Yes, Flink 1.5.0 will come with better tools to handle this problem. Namely you will be able to limit the “in flight” data, by controlling the number of assigned credits per channel/input gate. Even without any configuring Flink 1.5.0 will out of the box buffer less data, thus mitigating the problem.
There are some tweaks that you could use to make 1.4.x work better. With small records that require heavy processing, generally speaking you do not need huge buffers sizes to keep max throughput. You can try to both reduce the buffer pool and reduce the memory segment sizes:
• taskmanager.network.memory.fraction: Fraction of JVM memory to use for network buffers (DEFAULT: 0.1),
• taskmanager.network.memory.min: Minimum memory size for network buffers in bytes (DEFAULT: 64 MB),
• taskmanager.network.memory.max: Maximum memory size for network buffers in bytes (DEFAULT: 1 GB), and
• taskmanager.memory.segment-size: Size of memory buffers used by the memory manager and the network stack in bytes (DEFAULT: 32768 (= 32 KiBytes)).

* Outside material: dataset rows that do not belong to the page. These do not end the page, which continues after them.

PR #5892, opened 2026-08-31
Optimize Whirlpool base implementation on ARM64 and x86-64

huven:
## Summary

This improves the performance of Whirlpool's base compression function on ARM64 and x86-64.

The 256-entry transformation table is expanded from 2 KiB to 4 KiB by storing two consecutive copies of each 64-bit entry. This allows the byte rotations required by `whirl()` to be performed using loads at offsets 0 through 7, avoiding explicit rotate instructions.

The key-schedule and message-round loops are also fused. Instead of materializing all 11 round keys in an 88-word array, the implementation keeps the current eight-word key state and updates it alongside the message state during each round.

`whirl()` is force-inlined because GCC on ARM64 otherwise failed to inline it, resulting in a performance regression.

## Platform scope

The optimized implementation is limited to ARM64 and x86-64. Both platforms support efficient unaligned 64-bit loads and were benchmarked with this implementation.

Although the loads are alignment-safe at the C++ level, other architectures may lower them to slower byte-wise operations. The larger table could also regress performance on processors with smaller caches. Those platforms therefore retain the existing 2 KiB table, explicit rotations, and separate key schedule.

The x86-64 SIMD implementations are unchanged and bypass this base implementation. x86-64 base benchmarks were run with assembly disabled to prevent SIMD dispatch.

## Benchmarks

Representative 1024-byte Whirlpool results, rounded:

- Apple M3 ARM64, Apple Clang 21: **+22%**
- Debian ARM64 VM, GCC 14.2: **+14%**
- x86-64 Mac Pro, Apple Clang 21, assembly disabled: **+45%**

All 136 Whirlpool test vectors pass.

### DIFF
--- a/src/lib/hash/whirlpool/whirlpool.cpp
+++ b/src/lib/hash/whirlpool/whirlpool.cpp
@@ -7,10 +7,12 @@
 
 #include <botan/internal/whirlpool.h>
 
+#include <botan/compiler.h>
 #include <botan/internal/bit_ops.h>
 #include <botan/internal/buffer_slicer.h>
 #include <botan/internal/loadstor.h>
 #include <botan/internal/rotate.h>
+#include <botan/internal/target_info.h>
 #include <array>
 
 #if defined(BOTAN_HAS_CPUID)
@@ -42,6 +44,12 @@ consteval std::array<uint8_t, 256> whirlpool_sbox() noexcept {
    return S;
 }
 
+#if defined(BOTAN_TARGET_ARCH_IS_ARM64) || defined(BOTAN_TARGET_ARCH_IS_X86_64) || defined(BOTAN_TARGET_ARCH_IS_PPC64)
+constexpr bool WhirlpoolUnalignedTables = true;
+#else
+constexpr bool WhirlpoolUnalignedTables = false;
+#endif
+
 // Combined S-box + MDS diffusion table
 consteval std::array<uint64_t, 256> whirlpool_T_table(const std::array<uint8_t, 256>& S) noexcept {
    // MDS circulant matrix first row: [1, 1, 4, 1, 8, 5, 2, 9] over GF(2^8)
@@ -54,6 +62,22 @@ consteval std::array<uint64_t, 256> whirlpool_T_table(const std::array<uint8_t, 
    return T;
 }
 
+constexpr size_t WHIRL_U_STRIDE = 2 * sizeof(uint64_t);
+
+[[maybe_unused]] consteval std::array<uint8_t, 256 * WHIRL_U_STRIDE> whirlpool_U_table(
+   const std::array<uint64_t, 256>& T) noexcept {
+   // Duplicating each entry permits unaligned loads to perform the rotations
+   std::array<uint8_t, 256 * WHIRL_U_STRIDE> U = {};
+
+   for(size_t i = 0; i != 256; ++i) {
+      for(size_t j = 0; j != sizeof(uint64_t); ++j) {
+         U[WHIRL_U_STRIDE * i + j] = static_cast<uint8_t>(T[i] >> (8 * j));
+         U[WHIRL_U_STRIDE * i + sizeof(uint64_t) + j] = static_cast<uint8_t>(T[i] >> (8 * j));
+      }
+   }
+   return U;
+}
+
 // Round constants are from the first 64 elements of the sbox
 consteval std::array<uint64_t, 10> whirlpool_rc(const std::array<uint8_t, 256>& S) noexcept {
    std::array<uint64_t, 10> RC = {};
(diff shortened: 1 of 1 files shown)


src/lib/hash/whirlpool/whirlpool.cpp
```diff
@@ -43,6 +45,24 @@ consteval std::array<uint8_t, 256> whirlpool_sbox() noexcept {
 }
 
 // Combined S-box + MDS diffusion table
+#if defined(BOTAN_TARGET_ARCH_IS_ARM64) || defined(BOTAN_TARGET_ARCH_IS_X86_64)
```
randombit: OK to sniff architecture once, but then move to `constexpr` land wherever possible

```
#if defined(BOTAN_TARGET_ARCH_IS_ARM64) || defined(BOTAN_TARGET_ARCH_IS_X86_64)
   static constexpr bool WhirlpoolUnalignedTables = true;
   // define a dedicated macro here (eg `BOTAN_WHIRLPOOL_USE_UNALIGNED_TABLES`) only if really necessary
#else 
   static constexpr bool WhirlpoolUnalignedTables = false;
#endif

... no further `BOTAN_TARGET_ARCH_` checks follow
```

src/lib/hash/whirlpool/whirlpool.cpp
```diff
@@ -67,6 +88,21 @@ constexpr auto WHIRL_S = whirlpool_sbox();
 alignas(256) constexpr auto WHIRL_T = whirlpool_T_table(WHIRL_S);
 constexpr auto WHIRL_RC = whirlpool_rc(WHIRL_S);
 
+#if defined(BOTAN_TARGET_ARCH_IS_ARM64) || defined(BOTAN_TARGET_ARCH_IS_X86_64)
+BOTAN_FORCE_INLINE uint64_t
+whirl(uint64_t x0, uint64_t x1, uint64_t x2, uint64_t x3, uint64_t x4, uint64_t x5, uint64_t x6, uint64_t x7) {
+   const uint64_t s0 = load_le<uint64_t>(WHIRL_T.data() + WHIRL_T_STRIDE * get_byte<0>(x0), 0);
```
randombit: Have just one definition of `whirl` (ok to force inline in all cases) then use `if constexpr(WhirlpoolUnalignedTables)` to decide which variant to execute.

src/lib/hash/whirlpool/whirlpool.cpp
```diff
@@ -164,6 +207,45 @@ void Whirlpool::compress_n(digest_type& digest, std::span<const uint8_t> input,
       uint64_t B6 = M[6] ^ K[6];
       uint64_t B7 = M[7] ^ K[7];
 
+#if defined(BOTAN_TARGET_ARCH_IS_ARM64) || defined(BOTAN_TARGET_ARCH_IS_X86_64)
```
randombit: This is somewhat independent of the unaligned tables. It might well be a win (or neutral) on most processors, since it reduces the stack usage quite a bit and may offer a bit more ILP. If so we could just always use this approach, regardless of if unaligned tables are being used or not. [It apparently winning on both x86-64 and aarch64 is probably sufficient justification to always use this method, those are certainly the most relevant processors these days]

src/lib/hash/whirlpool/whirlpool.cpp
```diff
@@ -164,6 +207,45 @@ void Whirlpool::compress_n(digest_type& digest, std::span<const uint8_t> input,
...
+         const uint64_t K0 = whirl(K[0], K[7], K[6], K[5], K[4], K[3], K[2], K[1]) ^ WHIRL_RC[r];
+         const uint64_t K1 = whirl(K[1], K[0], K[7], K[6], K[5], K[4], K[3], K[2]);
+         const uint64_t K2 = whirl(K[2], K[1], K[0], K[7], K[6], K[5], K[4], K[3]);
+         const uint64_t K3 = whirl(K[3], K[2], K[1], K[0], K[7], K[6], K[5], K[4]);
+         const uint64_t K4 = whirl(K[4], K[3], K[2], K[1], K[0], K[7], K[6], K[5]);
+         const uint64_t K5 = whirl(K[5], K[4], K[3], K[2], K[1], K[0], K[7], K[6]);
+         const uint64_t K6 = whirl(K[6], K[5], K[4], K[3], K[2], K[1], K[0], K[7]);
+         const uint64_t K7 = whirl(K[7], K[6], K[5], K[4], K[3], K[2], K[1], K[0]);
+
+         const uint64_t T0 = whirl(B0, B7, B6, B5, B4, B3, B2, B1) ^ K0;
```
randombit, line 197: Just out of curiosity did you try using Kn immediately after it's computed, eg

```
         const uint64_t K0 = whirl(K[0], K[7], K[6], K[5], K[4], K[3], K[2], K[1]) ^ WHIRL_RC[r];
         const uint64_t T0 = whirl(B0, B7, B6, B5, B4, B3, B2, B1) ^ K0;
         const uint64_t K1 = whirl(K[1], K[0], K[7], K[6], K[5], K[4], K[3], K[2]);
...
```

One of those things where maybe it helps, maybe it hurts, maybe the compiler does the same thing no matter how you express it. Worth a check anyway.

src/lib/hash/whirlpool/whirlpool.cpp
```diff
@@ -43,6 +45,24 @@ consteval std::array<uint8_t, 256> whirlpool_sbox() noexcept {
 }
 
 // Combined S-box + MDS diffusion table
+#if defined(BOTAN_TARGET_ARCH_IS_ARM64) || defined(BOTAN_TARGET_ARCH_IS_X86_64)
+constexpr size_t WHIRL_T_STRIDE = 2 * sizeof(uint64_t);
+
+consteval std::array<uint8_t, 256 * WHIRL_T_STRIDE> whirlpool_T_table(const std::array<uint8_t, 256>& S) noexcept {
```
randombit: I'd prefer if this function, instead of replacing `T`, it took in `T` as an input, eg

```
alignas(256) constexpr auto WHIRL_U = whirlpool_U_table(whirlpool_T_table(WHIRL_S));
```

where `whirlpool_U_table` just sprays out the bytes of T without repeating the MDS mul code.

src/lib/hash/whirlpool/whirlpool.cpp
randombit: Also likely the simplest thing is to define `WHIRL_T`/`WHIRL_U` as `static constexpr` inside the definition of `whirl`, since this function is the only one that needs the table at all.

randombit (commented):
So general approach seems fine and a nice win, I'd rather see less preprocessor though, see comments.

src/lib/hash/whirlpool/whirlpool.cpp
huven: There is actually something unexpected here: on x64, when disabling the unaligned table, and keeping the fused loops, performance *degrades* with about 5%. Just the aligned table (no fused loop) gives 28% increase, and both together even more.

Just to illustrate that the fused loop by itself is not guarantee for improvement. I didn't expected that, but that's why I enabled them both or none of the two.

randombit: On POWER10 just this fused loop without the new tables improves by 32% (!) [using the unaligned tables adds another 20% on top of that]

On RISCV64, fused loops has no change. Unaligned tables causes a large regression.

Leaning towards use the fused loops everywhere, and conditionally setting the unaligned tables based on architecture. Might cause a regression on some rare machine, or compiler version we don't test, etc but that's true for anything. Significant clear win on x86-64, aarch64, and POWER and flat on riscv64 seems like a decent outcome to me, no reason to complicate the code more than necessary.

huven: That's very good input, ok, I was already refactoring the code with the constexpr instead of preprocessing, I'll drop the non-fused loops then.

src/lib/hash/whirlpool/whirlpool.cpp
huven: I just gave it a try: it regressed about 3% on x64 and about 6% on ARM64

src/lib/hash/whirlpool/whirlpool.cpp
huven: This change is done.

src/lib/hash/whirlpool/whirlpool.cpp
huven: Done too.

src/lib/hash/whirlpool/whirlpool.cpp
huven: Non-fused loop is dropped.

src/lib/hash/whirlpool/whirlpool.cpp
huven: That's better indeed, this is done too.

randombit:
@huven Can you squash to a single commit? Besides that looks good to me.

On Tiger Lake GCC 16, improvement of almost 40%

huven:
> On Tiger Lake GCC 16, improvement of almost 40%

@randombit Nice!

I've squashed the commits, no other changes.

randombit (approved):
Very nice improvement thanks!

Reducing those values will reduce amount of in-flight data that will be caught between checkpoints. But keep in mind that smaller values can lead to smaller throughput, but as I said, with small number of heavy processing records this is not an issue. In an extreme example, if your records are lets say 8 bytes each and require 1 hour to process, there is almost no need for any buffering.